オーガニック食品でがんのリスクは減るか

フランスで行われた大規模調査

付随論評の執筆者の一人で、ハーバード大学公衆衛生大学院のフランク・B・フー博士は言う。「実際的な観点から言うと、この研究結果はまだ予備的なもので、がん予防のために食生活を変えるよう提言できるほどのものではない」。

彼によると、がんを防ぐうえでアメリカ人にとってより重要なのは、オーガニックであるかどうかにかかわらず、単純にもっと多くの野菜や果物をとることだという。アメリカがん協会が推奨するのは、多くの野菜や果物を食べ、精製した穀物ではなく全粒の穀物をとり、肉や加工肉、砂糖の摂取を抑えて健康的な食生活を送ることだ。

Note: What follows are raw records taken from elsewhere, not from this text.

PR #2061, opened 2020-08-31
VUE-389 Auto Deposit What To Expect

eddieferrer:
* AutoDeposit what to expect, general page layout and CSS


eddieferrer:
screencapture-dev-vm-01-kiva-org-auto-deposit-new-2020-08-31-10_50_05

フー博士は国立衛生研究所や農務省などの政府組織が、オーガニック食品の効果を測る研究の資金を提供するべきだと言う。「十分に強力な科学的根拠があり、公衆衛生の観点からも大きなニーズがある」からだ。

イギリスの調査ではがんとの関係わからず

このフランスの研究以外で、オーガニック食品の摂取に関してがんとの関連で大規模調査が行われた例は、2014年のイギリスの研究だけだ。この研究では、通常(あるいはつねに)オーガニック食品を食べていると答えた女性は、非ホジキンリンパ腫のリスクが著しく低かった。しかし、乳がんの罹患率は逆に高くなっており、全体としてはオーガニック食品ががんのリスクを低減していることは示されなかった。

このイギリスの研究は、「女性百万人調査(Million Women study)」として知られる調査の一環として行われた。この研究論文の執筆者によると、オーガニック食品を購入する傾向が強い女性たち、つまり豊かで教育水準が高い人たちは、乳がん罹患のリスク要因も多い傾向があるという。たとえば、子どもの数が少なく、アルコール飲料の消費が多いなどだ。

近年、オーガニック食品市場は欧州でもアメリカでも成長している。アメリカにおけるオーガニック食品の売上は、オーガニック産業協会の調査によると、2017年には452億ドル(約5兆8000億円)だった。